[Dataset entries]

# # # # #

Issue #1194, opened 2016-06-11
New loaders


trang:
This is part of phase 1 of the UI migration (cf. #1180).

We want to replace all the current loaders with the Angular Material progress circular.

Pages/elements affected:
* Homepage (loading a new random sentence)
* Add sentence page: `/sentences/add`
* List page (when list is editable by current user): `/sentences_lists/show/{listId}`
* Adding a reply to a message on the Wall
* Every option in the sentence's menu (translate, edit, favorite, list...)

PR #1204, opened 2016-06-16
New Loaders

theblindspring:
This pull request addresses issue #1194.

### DIFF
--- a/app/views/helpers/lists.php
+++ b/app/views/helpers/lists.php
@@ -289,7 +289,7 @@ class ListsHelper extends AppHelper
         <dl>
             <?php
             $title = __('List visibility', true);
-            $loader = "<div class='is-public loader-container'></div>";
+            $loader = "<md-progress-circular class='is-public loader-container' md-diameter='16' style='display: none'> </md-progress-circular>";
             echo $this->Html->tag('dt', $title . $loader);
 
             echo $this->Form->radio(
@@ -326,7 +326,7 @@ class ListsHelper extends AppHelper
         <dl>
             <?php
                 $title = __('Who can add/remove sentences', true);
-                $loader = "<div class='is-editable loader-container'></div>";
+                $loader = "<md-progress-circular class='is-editable loader-container' md-diameter='16' style='display: none'> </md-progress-circular>";
                 echo $this->Html->tag('dt', $title.$loader);
 
                 echo $this->Form->radio(
@@ -470,7 +470,7 @@ class ListsHelper extends AppHelper
                 'class' => 'submit'
             )
         );
-        echo "<div class='loader-container'></div>";
+        echo "<md-progress-circular id='list_add_loader' md-diameter='16' style='display: none;'></md-progress-circular>";
         ?>
 
         <p>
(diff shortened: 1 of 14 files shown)


app/views/helpers/lists.php
```diff
@@ -470,7 +470,7 @@ public function displayAddSentenceForm($listId)
                 'class' => 'submit'
             )
         );
-        echo "<div class='loader-container'></div>";
+        echo "<md-progress-circular id='list_add_loader' md-diameter='11px' style='display: none;'></md-progress-circular>";
```
trang: `md-diameter` can be increased to 16px. 11px is a bit too small.
Also note that you don't need to specify "px". `md-diameter="16"` works too.

app/views/helpers/menu.php
```diff
@@ -645,10 +647,7 @@ public function displayMenu(
 
         <li>
         <?php
-        echo $this->Html->div('loader-small loader', '', array(
-            'id' => '_'.$sentenceId.'_in_process',
-            'style' => 'display:none',
-        ));
+        echo "<md-progress-circular  md-diameter='11px' style='display: none;' id='_" . $sentenceId ."_in_process'></md-progress-circular>";
```
trang: The loaders up there for the favorites and correctness can be removed, and you can use this `#_{sentenceId}_in process` loader instead.

app/views/helpers/sentences.php
```diff
@@ -553,6 +550,7 @@ public function displayGenericSentence(
         if( $isFavoritePage && $this->params['pass'][0] == CurrentUser::get('username') ){
             echo '<div class="favorite-page column">';
             $this->Menu->favoriteButton($sentenceId, true, true, true);
+            echo '<li class="option favorite progress" style="display: none;"><md-progress-circular md-diameter="24px"></md-progress-circular></li>';
```
trang: This loader doesn't align very well, but I think to fix the alignment we'd need to review the HTML of the whole `displayGenericSentence()` function, so we can leave it like that for now.

app/webroot/js/sentences.show_another.js
```diff
@@ -16,8 +16,9 @@
  * along with this program.  If not, see <http://www.gnu.org/licenses/>.
  */
 
-
+$("#random-progress").hide();
```
trang: This looks strange as it's outside of the `$(document).ready()`. What is for?

app/views/helpers/menu.php
theblindspring: I am not sure what code you are talking about? Are you saying I should remove the 'loader-small' class from 'ul' loader?

theblindspring: Okay, so you are saying reuse the loader used for adding a sentence to a list?

trang: Yes.

app/views/helpers/lists.php
theblindspring: Should I change just these instances or all instances of 11 to 16?

trang: All instances. Unless it breaks the UI, in which case, just make it as close as possible to 16px.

# # # # #

■ **What is being asked**: Reproduce every entry above without a single alteration.

■ **Task response**:
Issue #1194, opened 2016-06-11
New loaders


trang:
This is part of phase 1 of the UI migration (cf. #1180).

We want to replace all the current loaders with the Angular Material progress circular.

Pages/elements affected:
* Homepage (loading a new random sentence)
* Add sentence page: `/sentences/add`
* List page (when list is editable by current user): `/sentences_lists/show/{listId}`
* Adding a reply to a message on the Wall
* Every option in the sentence's menu (translate, edit, favorite, list...)

PR #1204, opened 2016-06-16
New Loaders

theblindspring:
This pull request addresses issue #1194.

### DIFF
--- a/app/views/helpers/lists.php
+++ b/app/views/helpers/lists.php
@@ -289,7 +289,7 @@ class ListsHelper extends AppHelper
         <dl>
             <?php
             $title = __('List visibility', true);
-            $loader = "<div class='is-public loader-container'></div>";
+            $loader = "<md-progress-circular class='is-public loader-container' md-diameter='16' style='display: none'> </md-progress-circular>";
             echo $this->Html->tag('dt', $title . $loader);
 
             echo $this->Form->radio(
@@ -326,7 +326,7 @@ class ListsHelper extends AppHelper
         <dl>
             <?php
                 $title = __('Who can add/remove sentences', true);
-                $loader = "<div class='is-editable loader-container'></div>";
+                $loader = "<md-progress-circular class='is-editable loader-container' md-diameter='16' style='display: none'> </md-progress-circular>";
                 echo $this->Html->tag('dt', $title.$loader);
 
                 echo $this->Form->radio(
@@ -470,7 +470,7 @@ class ListsHelper extends AppHelper
                 'class' => 'submit'
             )
         );
-        echo "<div class='loader-container'></div>";
+        echo "<md-progress-circular id='list_add_loader' md-diameter='16' style='display: none;'></md-progress-circular>";
         ?>
 
         <p>
(diff shortened: 1 of 14 files shown)


app/views/helpers/lists.php
```diff
@@ -470,7 +470,7 @@ public function displayAddSentenceForm($listId)
                 'class' => 'submit'
             )
         );
-        echo "<div class='loader-container'></div>";
+        echo "<md-progress-circular id='list_add_loader' md-diameter='11px' style='display: none;'></md-progress-circular>";
```
trang: `md-diameter` can be increased to 16px. 11px is a bit too small.
Also note that you don't need to specify "px". `md-diameter="16"` works too.

app/views/helpers/menu.php
```diff
@@ -645,10 +647,7 @@ public function displayMenu(
 
         <li>
         <?php
-        echo $this->Html->div('loader-small loader', '', array(
-            'id' => '_'.$sentenceId.'_in_process',
-            'style' => 'display:none',
-        ));
+        echo "<md-progress-circular  md-diameter='11px' style='display: none;' id='_" . $sentenceId ."_in_process'></md-progress-circular>";
```
trang: The loaders up there for the favorites and correctness can be removed, and you can use this `#_{sentenceId}_in process` loader instead.

app/views/helpers/sentences.php
```diff
@@ -553,6 +550,7 @@ public function displayGenericSentence(
         if( $isFavoritePage && $this->params['pass'][0] == CurrentUser::get('username') ){
             echo '<div class="favorite-page column">';
             $this->Menu->favoriteButton($sentenceId, true, true, true);
+            echo '<li class="option favorite progress" style="display: none;"><md-progress-circular md-diameter="24px"></md-progress-circular></li>';
```
trang: This loader doesn't align very well, but I think to fix the alignment we'd need to review the HTML of the whole `displayGenericSentence()` function, so we can leave it like that for now.

app/webroot/js/sentences.show_another.js
```diff
@@ -16,8 +16,9 @@
  * along with this program.  If not, see <http://www.gnu.org/licenses/>.
  */
 
-
+$("#random-progress").hide();
```
trang: This looks strange as it's outside of the `$(document).ready()`. What is for?

app/views/helpers/menu.php
theblindspring: I am not sure what code you are talking about? Are you saying I should remove the 'loader-small' class from 'ul' loader?

theblindspring: Okay, so you are saying reuse the loader used for adding a sentence to a list?

trang: Yes.

app/views/helpers/lists.php
theblindspring: Should I change just these instances or all instances of 11 to 16?

trang: All instances. Unless it breaks the UI, in which case, just make it as close as possible to 16px.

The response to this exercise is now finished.